**BRIEF**
Could you copy, exactly as written, every line from the first line of the records through the one containing "This change modifies"?

====== GIVEN DATA ======

PR #316, opened 2023-08-08
Add support for CETL VariableLengthArray and polymorphic_allocator

skeetsaz:
This change modifies the C++ code-gen to create message classes that can be used with allocators.
- The message class becomes an "_Impl" template that takes an allocator, which gets passed down to any variable length arrays in the messages (or in contained messages.)  The normal message name is then aliased to the "_Impl" template using the allocator specified in the yaml config.  In the end the message is a regular struct as it was before.
- The old variable_length_array.hpp is removed from the support library.  CETL is added as a submodule and the new variable_length_array.hpp from there is used.
- Added a verification test to exercise a message using CETL's polymorphic_allocator


src/nunavut/lang/cpp/templates/_composite_type.j2
```diff
@@ -31,8 +31,69 @@
...
+    // Copy assignment
+    {{composite_type|short_reference_name}}_Impl& operator=(const {{composite_type|short_reference_name}}_Impl& rhs)
+    {
+    {%- for field in composite_type.fields_except_padding %}
+        {{ field | id }} = rhs.{{ field | id }};
+    {%- endfor %}
+        return *this;
+    }
+
+    // Move assignment
```
skeetsaz, line 88: For the special methods that don't take an allocator I suppose "= default" would supply the same implementation, right?  If that's correct I could shorten the code-gen for those cases.

thirtytwobits:
You need to run Black to get the CI past the formatting errors.

src/nunavut/lang/cpp/__init__.py
```diff
@@ -968,15 +949,80 @@ def filter_destructor_name(language: Language, instance: pydsdl.Any) -> str:
 
 
 @template_language_filter(__name__)
-def filter_default_value_initializer(language: Language, instance: pydsdl.Any) -> str:
+def filter_value_initializer(language: Language, instance: pydsdl.Any, initialization_context: SpecialMethods) -> str:
```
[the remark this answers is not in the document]
thirtytwobits: @pavel-kirienko, what do you think of my CLI proposal here?

thirtytwobits (changes requested):

src/nunavut/lang/cpp/__init__.py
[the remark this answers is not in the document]
pavel-kirienko: lgtm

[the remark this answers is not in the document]
skeetsaz: This sounds like a good plan though it will take me some time to sort out the best way to implement it.  Doing a quick search I don't see much logic hinging on the specified language standard -- is there not much use of that currently?  Do you think should try to keep to a single _composite_type.j2 template or break it out into multiples?  Let me know if you have any suggestions on a general strategy otherwise I'll dive in and figure something out.

src/nunavut/lang/cpp/__init__.py
```diff
@@ -968,15 +949,80 @@ def filter_destructor_name(language: Language, instance: pydsdl.Any) -> str:
...
     return ""
 
 
+@template_language_filter(__name__)
+def filter_field_declaration(language: Language, instance: pydsdl.Any) -> str:
+    """
+    Emit a field declaration that accounts for the message being a templated type
+    """
+    suffix: str = ""
+    if isinstance(instance, pydsdl.CompositeType):
```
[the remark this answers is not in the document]
skeetsaz: Yeah, I was trying to do that with the using alias but your suggested approach above will let me more cleanly generate to the same non-breaking type name.

skeetsaz:
Updated my pull-request per the feedback.  The ctor_convention approach and -std=cetl++ -std=c++17-pmr flags help simplify things and maintain better backward compatibility.

The verification tests I added will fail due to CETL VLA not implementing the trailing-allocator convention correctly (I filed https://github.com/OpenCyphal/CETL/issues/57 for that.)  But I want to get this out for more feedback.

docs/languages.rst
```diff
@@ -16,25 +16,50 @@ See :ref:`template-language-guide` until this section is more complete.
...
+      options:
+        variable_array_type_include: "<vector>"
+        variable_array_type_template: "std::vector<{TYPE}, {REBIND_ALLOCATOR}>"
+        variable_array_type_constructor_args: ""
+        allocator_include: "<memory>"
+        allocator_type: "std::pmr::polymorphic_allocator"
+        allocator_is_default_constructible: true
+        ctor_convention: "uses-trailing-allocator"
+
+cetl++.yaml
```
thirtytwobits, line 42: Please add to this document that `cetl++ == c++14` but with extra stuff from CETL.

src/nunavut/lang/__init__.py
```diff
@@ -220,6 +222,13 @@ def set_target_language(self, target_language: typing.Optional[str]) -> "Languag
             self._target_language_name = LanguageClassLoader.to_language_name(target_language)
         return self
 
+    def load_default_config(self, language_standard: str) -> None:
+        self._ln_loader.config  # Accessing this property causes the defaults to load
+        defaults_key = f"{language_standard}_options"
+        if defaults_key in self._ln_loader.config.sections()[NUNAVUT_LANG_CPP]:
```
thirtytwobits, line 228: This is a leaky abstraction. `nunavut.lang` should have no specific knowledge of `nunavut.lang.cpp`

src/nunavut/lang/cpp/__init__.py
```diff
@@ -62,6 +82,19 @@ def _handle_stropping_or_encoding_failure(
         # we couldn't help after all. raise the pending error.
         raise pending_error
 
+    def _validate_language_options(self, language_options: typing.Mapping[str, typing.Any]) -> None:
```
thirtytwobits, line 85: This functionality belongs in `nunavut.lang.LanguageConfig`. While it's a bad design to code specific configuration rules into the generic LanguageConfig class it is a good stop-gap until we can incorporate yaml schemas of some kind. By putting these warts inside the LanguageConfig abstraction we can minimize the impact of adding schema validation the reset of the code.

src/nunavut/lang/cpp/__init__.py
```diff
@@ -977,6 +966,77 @@ def filter_default_value_initializer(language: Language, instance: pydsdl.Any) -
...
+
+        if wrap:
+            rhs = "{}({})".format(wrap, rhs)
+        args = []
+        if rhs:
+            args.append(rhs)
+        args = leading_args + args + trailing_args
+        return "{" + ", ".join(args) + "}"
+
+    return ""
```
thirtytwobits, line 1037: nit, but this method would be a touch nicer if we had a single return value:
```
filtered_value: str = ""
if (
...
    filtered_value = "{" + ", ".join(args) + "}"

return filtered_value
```

src/nunavut/lang/cpp/templates/_composite_type.j2
```diff
@@ -33,6 +33,52 @@
 {% endif -%}
 struct {{composite_type|short_reference_name}} final
 {
+{%- if options.ctor_convention != ConstructorConvention.Default.value %}
+    using allocator_type = {{ options.allocator_type }}<decltype(nullptr)>;
```
thirtytwobits, line 37: This belongs in the `_traits_` struct to avoid name collisions.

thirtytwobits (changes requested):
Is there a way to specify the default memory resource that I'm missing?

thirtytwobits (approved):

======

**TASK ANSWER**
PR #316, opened 2023-08-08
Add support for CETL VariableLengthArray and polymorphic_allocator

skeetsaz:
This change modifies the C++ code-gen to create message classes that can be used with allocators.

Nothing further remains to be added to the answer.